In contrast, acceptability for the notifications while playing a game depends on the concentration on the activity. Therefore, to identify the more appropriate times, we need to explore the effective information related to smartphone use such as application types for more accurate estimation. Furthermore, the use of smartphones as a media for information delivery is another promising option. Smartphones are also useful in detecting user activity. However, they are sometimes stored in a bag or left for charging. Consequently, it appears promising to coordinate smart speakers installed in a room and smartphones carried and occasionally used by a user.

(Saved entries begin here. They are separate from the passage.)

Issue #66, opened 2017-12-20
On RISC-V, lazily bound functions must follow the ABI


palmer-dabbelt:
See this x86 ABI bug for more details: https://sourceware.org/bugzilla/show_bug.cgi?id=21265

I vote we solve this on RISC-V by just requiring that lazily bound functions follow the standard ABI.  This lets us avoid saving the rest of the X registers, and assuming we can do the fixup without any extensions (which seems reasonable, and is what we currently do despite it not actually being enforced) we won't need to save F or V state here.

I don't know where this should go in the manual, @asb?

aswaterman:
I'd phrase it as "Functions exported from shared libraries must follow the standard calling convention.  Alternate calling conventions are permitted only for functions with internal linkage."

palmer-dabbelt:
The glibc people were strict about restricting this to lazily bound functions, as those aren't the default for shared libraries on some systems.  IDK if those actually matter, though, as they're probably pretty esoteric.

aswaterman:
Fair enough

jim-wilson:
On Tue, Dec 19, 2017 at 6:02 PM, Palmer Dabbelt <notifications@github.com>
wrote:

> The glibc people were strict about restricting this to lazily bound
> functions, as those aren't the default for shared libraries on some
> systems. IDK if those actually matter, though, as they're probably pretty
> esoteric.
>

There is a linker option -z now that turns off lazy binding at compile
time.  There is also a glibc environment variable LD_BIND_NOW=1 that turns
off lazy binding at run time.  Probably not many people other than
toolchain developers know about this stuff, though I do see some references
to LD_BIND_NOW in some FAQs found via a web search, so some people do find
it occasionally useful.

Jim

palmer-dabbelt:
`-z now` is good enough of a reason to make this distinction in the ABI document.

asb:
It had never occurred to me that people might do something _other_ than use the standard calling convention for lazily bound functions.

I'm not entirely sure where it should go. A note under "procedure calling convention" perhaps? Phrasing it as "must follow the standard calling convention" might be confusing - with RISC-V we of course have a range of standard calling conventions, and the requirement is really to conform to the specific standard calling convention used on that system.

jrtc27:
[...]

PR #190, opened 2021-05-12
Calling conventions for the lazily bound functions.

Hsiangkai:
Currently, we save/restore a0-a7 and fa0-fa7 in glibc implementation to
avoid ruining the arguments of the resolving functions. In order to
define the vector calling convention, we need to specify the behavior of
the resolver in the dynamic linker. Vector registers may have a large
size and save/restore vector argument registers may occupy a large
portion of stack space during runtime resolving. It is unreasonable
large to save/restore all these vector argument registers in the
resolver.

In this patch, we define a special symbol attribute to avoid going
through the resolver for the special purpose, i.e., non-standard calling
convention or vector calling convention. We also define an additional
dynamic tag to indicate there are symbols with the special attribute in
the dynamic symbol table of the object.

### DIFF
--- a/riscv-elf.adoc
+++ b/riscv-elf.adoc
@@ -44,6 +44,20 @@ NOTE: This is not yet a requirement as existing toolchains predating this part
 of the specification do not adhere to this, and without improvements to linker
 relaxation support doing so would regress performance and code size.
 
+== Dynamic Linking
+
+Run-time linkers that use lazy binding must preserve all argument registers
+used in the standard calling convention for the ABI in use. Any functions that
+use additional argument registers must be annotated with
+`STO_RISCV_VARIANT_CC`, as defined in <<Symbol Table>>.
+
+NOTE: Vector registers have a variable size depending on the hardware
+implementation and can be quite large. Saving/restoring all these vector
+arguments in a run-time linker's lazy resolver would use a large amount of
+stack space and hurt performance. This attribute allows vector registers to
+not be part of the standard calling convention so run-time linkers are not
+required to save/restore them and can instead eagerly bind such functions.
+
 == C++ Name Mangling
 
 {Cpp} name mangling for RISC-V follows the
@@ -134,7 +148,22 @@ There are no RISC-V specific definitions relating to ELF string tables.
 
 === Symbol Table
 
-There are no RISC-V specific definitions relating to ELF symbol tables.
+st_other:: The lower 2 bits are used to specify a symbol's visibility. The
+remaining 6 bits have no defined meaning in the ELF gABI. We use the highest
+bit to mark functions that do not follow the standard calling convention for
+the ABI in use.
++
+The defined processor-specific `st_other` flags are listed in the following
+table.
++
+[%autowidth]
+|===
+| Name                 | Mask
+
+| STO_RISCV_VARIANT_CC | 0x80
+|===
++
+See <<Dynamic Linking>> for the meaning of `STO_RISCV_VARIANT_CC`.
 
 === Relocations
 
@@ -682,9 +711,21 @@ table.
 
 There are no RISC-V specific definitions relating to ELF note sections.
 
-=== Dynamic Table
+=== Dynamic Section
 
-There are no RISC-V specific definitions relating to dynamic tables.
+The defined processor-specific dynamic array tags are listed in the following
+table.
+
+[%autowidth]
+|===
+| Name                | Value      | d_un  | Executable        | Shared Object
+
+| DT_RISCV_VARIANT_CC | 0x70000001 | d_val | Platform specific | Platform specific
+|===
+
+An object must have the dynamic tag `DT_RISCV_VARIANT_CC` if it has one or more
+`R_RISCV_JUMP_SLOT` relocations against symbols with the `STO_RISCV_VARIANT_CC`
+attribute.
 
 === Hash Table
 


kito-cheng:
Thanks for come up this , it's basis of vector calling conversion and also address #66.

- I would suggest using `lazy binding` rather than `lazily bound`, since `lazy binding` is more widely used term.
- We need a new asm directive to specify symbol is specify is `STO_RISCV_BIND_NOW`, could you send a PR to [riscv-asm-manual](https://github.com/riscv/riscv-asm-manual) to add one?

riscv-elf.md
```diff
@@ -507,7 +520,30 @@ There are no RISC-V specific definitions relating to ELF string tables.
...
+  RISC-V specific `st_other` flags
+  --------------------------
+  Name               | Mask
+  -------------------|------
+  STO_RISCV_BIND_NOW | 0x80
+
+  If `STO_RISCV_BIND_NOW` is set, the dynamic linker will resolve the symbol
+  during program loading. The resolved symbol address will be filled into GOT
+  entry regardless `LD_BIND_NOW` is set or not under dynamic linking for PIC
+  code.
```
ebahapo, line 542: `s/for PIC code//`

ebahapo:
Somewhere, not necessarily in this document, it should be stated that dynamic functions using the V instructions should get this flag.

riscv-elf.md
```diff
@@ -371,6 +372,18 @@ offset, relative to the value of the `gp` register, can be produced, referring
...
 Does not apply to the ILP32 ABIs.
 
+## <a name=dynamic-linking /> Dynamic linking
+
+Lazily bound functions must follow the standard calling conventions. The
+resolver in the dynamic linker will save/restore `a0-a7` for integer calling
+convention and save/restore `fa0-fa7` for hardware floating-point calling
+convention to avoid ruining the arguments before jumping to the resolved
+function. If there is any need to support non-standard calling convention for
+lazily bound functions, the symbol needs to be decorated using
```
ebahapo: `s/decorated/annotated/`

riscv-elf.md
```diff
@@ -371,6 +372,16 @@ offset, relative to the value of the `gp` register, can be produced, referring
...
 Does not apply to the ILP32 ABIs.
 
+## <a name=dynamic-linking /> Dynamic linking
+
+Lazy binding must follow the standard calling conventions. The resolver in the
+dynamic linker will save/restore `a0-a7` for integer calling convention and
+save/restore `fa0-fa7` for hardware floating-point calling convention to avoid
+ruining the arguments before jumping to the resolved function. If there is any
+need to support non-standard calling convention for lazy binding, the symbol
+needs to be decorated using `STO_RISCV_BIND_NOW`. With the attribute in the
```
ebahapo, line 382: `s/with the/with this/`

Hsiangkai:
> Thanks for come up this , it's basis of vector calling conversion and also address #66.
> 
> * I would suggest using `lazy binding` rather than `lazily bound`, since `lazy binding` is more widely used term.
> * We need a new asm directive to specify symbol is specify is `STO_RISCV_BIND_NOW`, could you send a PR to [riscv-asm-manual](https://github.com/riscv/riscv-asm-manual) to add one?

* I replace "lazily bound functions" with "lazy binding".
* I add a new asm directive here. https://github.com/riscv/riscv-asm-manual/pull/64

Hsiangkai:
> Somewhere, not necessarily in this document, it should be stated that dynamic functions using the V instructions should get this flag.

I think I should update #171. Should functions using the V instructions get this flag or using the V arguments get this flag? All the vector registers are caller-saved.

jrtc27:
To me this conflates implementation ("don't lazy bind") with higher-level justification ("this follows a non-standard calling convention"). We should be labelling symbols as using a non-standard calling convention and letting implementations make that imply a lack of lazy binding _if needed_, *not* being so fixed in the view of the world and calling it "bind now". Incidentally, AArch64 takes a similar approach and labels them as STO_AARCH64_VARIANT_PCS, *not* STO_AARCH64_BIND_NOW.

ebahapo:
> > Somewhere, not necessarily in this document, it should be stated that dynamic functions using the V instructions should get this flag.
> 
> I think I should update #171. 

It's probably a good place to start.

> Should functions using the V instructions get this flag or using the V arguments get this flag? All the vector registers are caller-saved.

Just those using V arguments, yes?

jrtc27:
I do also feel we'll want to separate out a vector calling convention so that those can still be lazily bound with a suitable resolver, though that can always come later (and it's still be marked STO_RISCV_VARIANT_CC or whatever, just _also_ STO_RISCV_VECTOR_CALL for implementations that want to handle that case). Otherwise you're boxed into a corner if you call it BIND_NOW and can never extend it without violating its original intent.

Hsiangkai:
> I do also feel we'll want to separate out a vector calling convention so that those can still be lazily bound with a suitable resolver, though that can always come later (and it's still be marked STO_RISCV_VARIANT_CC or whatever, just _also_ STO_RISCV_VECTOR_CALL for implementations that want to handle that case). Otherwise you're boxed into a corner if you call it BIND_NOW and can never extend it without violating its original intent.

It makes sense. STO_RISCV_VARIANT_CC is better. I will rename it. Thanks.

kito-cheng:
>> Should functions using the V instructions get this flag or using the V arguments get this flag? All the vector registers are caller-saved.
>
> Just those using V arguments, yes?

It only for those function who have V arguments.

kito-cheng:
Just note, for this changes we need to implement following component:
- assembler: New syntax for setting a symbol is STO_RISCV_VARIANT_CC.
- compiler: Must mark a symbol is STO_RISCV_VARIANT_CC if not using standard calling conversion or using parameter not passed in GPR/FPR. 
- linker: generate DT_RISCV_VARIANT_CC for dynamic section if any symbol with STO_RISCV_VARIANT_CC.
- dynamic linker: glibc and all other dynamic linker must recognize this new flag and handle this.

jim-wilson (approved):

kito-cheng (approved):
LGTM, but I would suggest we should have assembler, linker and dynamic linker PoC before merge.

riscv-elf.md
```diff
@@ -371,6 +372,16 @@ offset, relative to the value of the `gp` register, can be produced, referring
 to address literals in the GOT.  This code model is position independent.
 Does not apply to the ILP32 ABIs.
 
+## <a name=dynamic-linking /> Dynamic linking
+
+Lazy binding must follow the standard calling conventions. The resolver in the
+dynamic linker will save/restore `a0-a7` for integer calling convention and
```
palmer-dabbelt, line 378: I'd cut out the bit about save/restore, and just say that binding must follow the standard calling conventions.  IMO it's really up to the C library to determine what it needs to save/restore, and while we do currently just save/restore both X and F args in glibc that's just because we haven't figured out a reliable way to exclude the F extensions from the dynamic loader.  These are all build system concerns in glibc and other C libraries may not have those concerns so I don't want to force them to spin up the FPU if they don't need to.

riscv-elf.md
```diff
@@ -507,7 +518,30 @@ There are no RISC-V specific definitions relating to ELF string tables.
 
 ## <a name=symbol-table></a>Symbol Table
 
-There are no RISC-V specific definitions relating to ELF symbol tables.
+* st_other: The lower 2 bits are used to specify a symbol's visibility. The
+  remaining 6 bits have no defined meaning in gABI. We use the highest bit for
+  the eager binding semantic of the function call with the non-standard calling
+  convention or any other special purpose to avoid going through the resolver.
+  For example, vector registers have variant size. It may be from 128 bits to
+  4096 bits or larger. It depends on the hardware implementation. To
```
palmer-dabbelt, line 526: Much as above, I'd prefer to keep some of this extra wording out of the ABI.  We don't really have a way to split out the normative text from comments, and while having these examples is nice to explain why we're making certain decisions it could be construed as an actual ABI requirement.  From "128 bits to 4096 bits or larger" is pretty inclusive, but it's just unnecessarry.

Maybe the right answer here is to add some specific commentary decorations?  We've got a handful of these in the ABI doc right now so it'd be a nice cleanup.

palmer-dabbelt (commented):
Generally LGTM, just some wording stuff.

riscv-elf.md
jrtc27: My thinking for commentary while we aren't using asciidoc is something like:

> NOTE: Bla bla bla

jrtc27:
I don't understand why the dynamic tag needs to exist. AArch64 has DT_AARCH64_VARIANT_PCS, but as far as I can tell nothing actually consults it other than readelf-like things, according to code search.debian.net at least. Does anyone have any insight?

jrtc27:
Ah, never mind, it is checked in glibc, just obfuscated by being `DT_AARCH64 (VARIANT_PCS)` (grr why...), as a quick way to check whether it needs to scan the symbol table for variant PCS functions.

riscv-elf.md
```diff
@@ -507,7 +515,31 @@ There are no RISC-V specific definitions relating to ELF string tables.
...
+  STO_RISCV_VARIANT_CC | 0x80
+
+  If `STO_RISCV_VARIANT_CC` is set, the dynamic linker will always resolve the
+  symbol during program loading. The resolved symbol address will be filled
+  into GOT entry regardless if `LD_BIND_NOW` is set or not under dynamic
+  linking.
+
+  Static linkers must set the flag for the symbol following the eager binding
+  semantic in the dynamic symbol table and add a `DT_RISCV_VARIANT_CC` dynamic
+  tag in the Dynamic Section of the object.
```
jrtc27, line 536: This is overly prescriptive. If a dynamic linker wants to save and restore every single register, it can do so and then continue to lazily bind everything. It's likely a bad idea, but it's a correct implementation. This should only state what the requirements are; commentary about this likely implying eager binding belongs in a `> NOTE:`.

riscv-elf.md
```diff
@@ -507,7 +515,31 @@ There are no RISC-V specific definitions relating to ELF string tables.
 
 ## <a name=symbol-table></a>Symbol Table
 
-There are no RISC-V specific definitions relating to ELF symbol tables.
+* st_other: The lower 2 bits are used to specify a symbol's visibility. The
+  remaining 6 bits have no defined meaning in gABI. We use the highest bit for
+  the eager binding semantic of the function call with the non-standard calling
+  convention or any other special purpose to avoid going through the resolver.
```
jrtc27, line 521: See below

riscv-elf.md
```diff
@@ -988,9 +1020,16 @@ There are no RISC-V specific definitions relating to program header tables.
...
 There are no RISC-V specific definitions relating to ELF note sections.
 
-## <a name=dynamic-table></a>Dynamic Table
+## <a name=dynamic-section></a>Dynamic Section
+
+RISC-V specific dynamic array tags
+---------------------------------------------------------------------------------
+Name                | Value      | d_un  | Executable        | Shared Object
+--------------------|------------|-------|-------------------|-------------------
+DT_RISCV_VARIANT_CC | 0x70000001 | d_val | Platform specific | Platform specific
```
kito-cheng, line 1029: Curious why skip `0x70000000 (DT_LOPROC + 0)`? I saw some targets like Alpha, PPC, PPC64, IA64 using that value.

kito-cheng:
@jrtc27 
> I don't understand why the dynamic tag needs to exist. AArch64 has DT_AARCH64_VARIANT_PCS, but as far as I can tell nothing actually consults it other than readelf-like things, according to code search.debian.net at least. Does anyone have any insight?

Seems like it's a optimization to skip the checking st_other if DT_AARCH64_VARIANT_PCS is not set [1-2].

[1] https://github.com/riscv/riscv-glibc/commit/82bc69c012838a381c4167c156a06f4598f34227#diff-5c636a3d53a784449673f0122b405bd56513de968c2991e6ba2fd894fb34e930R109
[2] https://github.com/riscv/riscv-glibc/commit/82bc69c012838a381c4167c156a06f4598f34227#diff-5c636a3d53a784449673f0122b405bd56513de968c2991e6ba2fd894fb34e930R405

riscv-elf.md
kito-cheng: Oh, after checking with AArch64's glibc implementation[1], I realize that's an implementation optimization, we can use `sym->st_other & DT_RISCV_VARIANT_CC` to check that.

[1] https://github.com/riscv/riscv-glibc/commit/82bc69c012838a381c4167c156a06f4598f34227#diff-5c636a3d53a784449673f0122b405bd56513de968c2991e6ba2fd894fb34e930R412

Hsiangkai: No, DT_RISCV_VARIANT_CC is not used to check sym->st_other. AFAIK, there is an encoding rule for dynamic tags in gABI as follow.

"A tag whose value is an even number indicates a dynamic section entry that uses d_ptr. A tag whose value is an odd number indicates a dynamic section entry that uses d_val or that uses neither d_ptr nor d_val."

That's why it is encoded as 0x70000001.

riscv-elf.md
```diff
@@ -507,7 +515,31 @@ There are no RISC-V specific definitions relating to ELF string tables.
...
+  symbol during program loading. The resolved symbol address will be filled
+  into GOT entry regardless if `LD_BIND_NOW` is set or not under dynamic
+  linking.
+
+  Static linkers must set the flag for the symbol following the eager binding
+  semantic in the dynamic symbol table and add a `DT_RISCV_VARIANT_CC` dynamic
+  tag in the Dynamic Section of the object.
+
+> NOTE:
+  Vector registers have variant size. It depends on the hardware implementation.
```
frasercrmck, line 539: "variant size" doesn't read well to me. If it's a standard term then ignore this suggestion, but something like:

```suggestion
  Vector registers have a variable size depending on the hardware implementation.
```

riscv-elf.md
```diff
@@ -507,7 +515,31 @@ There are no RISC-V specific definitions relating to ELF string tables.
...
+  To save/restore all these vector arguments in the resolver may occupy a large
```
frasercrmck, line 540: This sentence is missing something. Either of these read better to me:
```suggestion
  To save/restore all these vector arguments, the resolver may occupy a large
```
or
```suggestion
  Saving/restoring all these vector arguments in the resolver may occupy a large
```

jrtc27:
This still talks about eager/lazy binding far too much in the normative text. Normative text should _only_ specify that the function uses a calling convention that differs from the standard calling convention specified in this document. _Only_ NOTE: text should talk about eager/lazy binding as a possible relevant thing. I'm happy to take over this PR if that would be easier to get this addressed sooner rather than later.

Hsiangkai:
> This still talks about eager/lazy binding far too much in the normative text. Normative text should _only_ specify that the function uses a calling convention that differs from the standard calling convention specified in this document. _Only_ NOTE: text should talk about eager/lazy binding as a possible relevant thing. I'm happy to take over this PR if that would be easier to get this addressed sooner rather than later.

Sure, please take over this PR to move it forward. Thanks.

riscv-elf.md
```diff
@@ -375,6 +376,21 @@ offset, relative to the value of the `gp` register, can be produced, referring
 to address literals in the GOT.  This code model is position independent.
 Does not apply to the ILP32 ABIs.
 
+## <a name=dynamic-linking></a>Dynamic Linking
+
+Run-time linkers that use lazy binding must preserve all argument registers
+used in the standard calling convention for the ABI in use. Any functions that
+use additional argument registers must be annoted with `STO_RISCV_VARIANT_CC`,
```
jim-wilson, line 383:
```suggestion
use additional argument registers must be annotated with `STO_RISCV_VARIANT_CC`,
```

jim-wilson (approved):

riscv-elf.md
jrtc27: Thanks, late night typos strike again...

jrtc27:
Rebased and fixed the typo. I believe this is just waiting on an LLVM ACK; @MaskRay?

riscv-elf.md
```diff
@@ -505,7 +521,20 @@ There are no RISC-V specific definitions relating to ELF string tables.
 
 ## <a name=symbol-table></a>Symbol Table
 
-There are no RISC-V specific definitions relating to ELF symbol tables.
+* st_other: The lower 2 bits are used to specify a symbol's visibility. The
+  remaining 6 bits have no defined meaning in the ELF gABI. We use the highest
```
MaskRay, line 525: The wording needs to be careful but the current one is fine.

https://groups.google.com/g/generic-abi/c/ytficX3WEWg/m/TfPyG4MFCQAJ

MaskRay (approved):
LGTM from my portion of LLVM viewpoint :) 

The subject needs an update. STO_AARCH64_VARIANT_PCS should be in the subject.

jrtc27:
(Rebased to resolve conflicts)

jrtc27:
> LGTM from my portion of LLVM viewpoint :)
> 
> The subject needs an update. STO_AARCH64_VARIANT_PCS should be in the subject.

Added both constant names to the commit message body. There isn't enough space in the subject to add either of them without having to make it too concise, in my opinion, unfortunately.

jrtc27:
> Just note, for this changes we need to implement following component:
> 
> * assembler: New syntax for setting a symbol is STO_RISCV_VARIANT_CC.
> * compiler: Must mark a symbol is STO_RISCV_VARIANT_CC if not using standard calling conversion or using parameter not passed in GPR/FPR.
> * linker: generate DT_RISCV_VARIANT_CC for dynamic section if any symbol with STO_RISCV_VARIANT_CC.
> * dynamic linker: glibc and all other dynamic linker must recognize this new flag and handle this.

I know the first two have patches for LLVM. Is there a patch for LLD or GNU ld yet for DT_RISCV_VARIANT_CC, and is there a patch for glibc yet (I know there isn't one for FreeBSD's rtld and that it's not something anyone at SiFive cares about)? If so we should merge this, but otherwise we're waiting on those to exist.

kito-cheng:
> I know the first two have patches for LLVM. Is there a patch for LLD or GNU ld yet for DT_RISCV_VARIANT_CC, and is there a patch for glibc yet (I know there isn't one for FreeBSD's rtld and that it's not something anyone at SiFive cares about)? If so we should merge this, but otherwise we're waiting on those to exist.

We(SiFive) have GNU ld and glibc patch, let me ask @Hsiangkai and @Nelson1225 for send that out.

jim-wilson:
The glibc patch is here
    https://sourceware.org/pipermail/libc-alpha/2021-August/129931.html
I don't see the binutils patch in the obvious places I looked.

jim-wilson:
The binutils patch is now
https://sourceware.org/pipermail/binutils/2021-August/117643.html

riscv-elf.md
```diff
@@ -1023,9 +1052,18 @@ PT_RISCV_ATTRIBUTES  | 0x70000003  | RISC-V ELF attribute section.
...
+
+The defined processor-specific dynamic array tags are listed in the following
+table.
+
+Name                | Value      | d_un  | Executable        | Shared Object
+:------------------ | :--------- | :---- | :---------------- | :-----------------
+DT_RISCV_VARIANT_CC | 0x70000001 | d_val | Platform specific | Platform specific
 
-There are no RISC-V specific definitions relating to dynamic tables.
+An object with the dynamic tag `DT_RISCV_VARIANT_CC` has one or more
```
MaskRay, line 1064: This sentence does not imply that `DT_RISCV_VARIANT_CC` must be present.

MaskRay (approved):
https://reviews.llvm.org/D107949 will add the LLVM binary utility support.

riscv-elf.md
kito-cheng: How about this?
```
An object must having  dynamic tag `DT_RISCV_VARIANT_CC` if having any `R_RISCV_JUMP_SLOT` relocations against symbols with the `STO_RISCV_VARIANT_CC` attribute.
```

jrtc27:
Rebased, converted to asciidoc and fixed dynamic tag wording to specify that it must be present if any such symbols are

jrtc27:
I think this has been open for feedback long enough at this point; if anyone has further feedback on the exact phrasing please file a new issue or PR, but let's finally move forward with this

In addition, the development of an algorithm for judging appropriate timings using the explored indices, in conjunction with the user position and body motion used in this study, are also needed. Although this study discussed the acceptability of proactive vocal information delivery at various times in real-life scenarios, the small number of participants limits the discussion on the generality of the observed tendencies. A further experiment with more participants should be conducted to reveal the common rules at the opportune moments for proactive vocal information delivery.

7 Conclusion

In this study, based on the questionnaire survey, we prototyped an experimental system which detects the activity transition of a user and notifies the user vocally for a proactive information service. We also collected the subjective acceptability scores for the notification delivered at various timings in an actual living environment with three participants living alone over 21 days.

The results revealed that the notifications are more accepted when the user is settled on a bed after moving from another place and while the user is using a smartphone after eating, housework, or working on a PC. It suggested the necessity for detecting the user activity and its transition for estimating an opportune moment for information delivery. One promising direction is to utilize the information on smartphone use in combination with the sensor data provided by a smart speaker installed in a room. It is also necessary to conduct experiments with a greater number of participants for the further discussion on general tendency and individual differences.